Sudut bibir Wei Ting berkedut saat dia berkata dingin, “Aku di sini bukan untuk menemuinya, aku ingin menemui putra-putraku. Aku sudah lama tidak bertemu mereka. Mereka pasti sangat merindukanku.”
Wei Liulang menghampiri Xiaohu yang sedang mengupas kulit biji teratai. “Xiaohu, apakah kamu merindukan Ayah?”
Xiaohu sudah sebulan tidak bertemu Wei Ting. Ketika mendengar kata Ayah, Xiaohu tercengang. Ekspresinya seolah berkata, “Apa itu Ayah? Apakah itu bisa dimakan?”
Wei Ting terdiam.
Wei Ting memanjat tembok dari sisi lain.
Pria berbaju putih berdiri di atas tembok dan menatapnya dari atas. “Apakah Tuan Muda akan turun sendiri, atau haruskah saya menendang Tuan Muda agar turun?”
Wei Ting meludah, “Baili Chen, kau kejam sekali!”
Ketika Su Xiaoxiao menyilangkan tangannya dan datang mencari Wei Liulang, Wei Ting sudah diseret dari tanah oleh Baili Chen seperti karung pasir. Wajahnya dipenuhi keputusasaan.
“Kakak Keenam.” Su Xiaoxiao menyapanya.
Wei Liulang sedikit mengangguk. “Xiaoxiao.”
Su Xiaoxiao membuka kotak itu dan memperlihatkan sebuah lengan emas berkilauan kepadanya.

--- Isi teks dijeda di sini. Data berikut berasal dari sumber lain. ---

PR #859, opened 2016-10-25
Fix relative offset calculation

yunjing:
`rd_kafka_q_fix_offsets` purges messages by comparing a relative offset to the absolute min offset. It only works when the absolute min offset is 0.

### DIFF
--- a/src/rdkafka_queue.c
+++ b/src/rdkafka_queue.c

Wei Liulang terkejut. “Ini…”
“Lengan barumu!” Su Xiaoxiao tersenyum dan berkata, “Ini dibagi menjadi beberapa tahap. Tahap pertama mengharuskanmu untuk memakai rongga penerimaan. Setelah kamu beradaptasi, kamu dapat melepas rongga penerimaan dan aku dapat melakukan operasi untuk menghubungkan ke neuron. Jika kamu berhasil, kamu akan memiliki lengan baru. Bagaimana menurutmu? Apakah kamu suka?”
Wei Liulang tidak mengerti jargon profesional, tetapi dia secara kasar memahami bahwa ini adalah lengan buatan baru yang dibuatkan oleh saudara iparnya untuknya.
Ia melihat sekilas dan jantungnya berdebar kencang.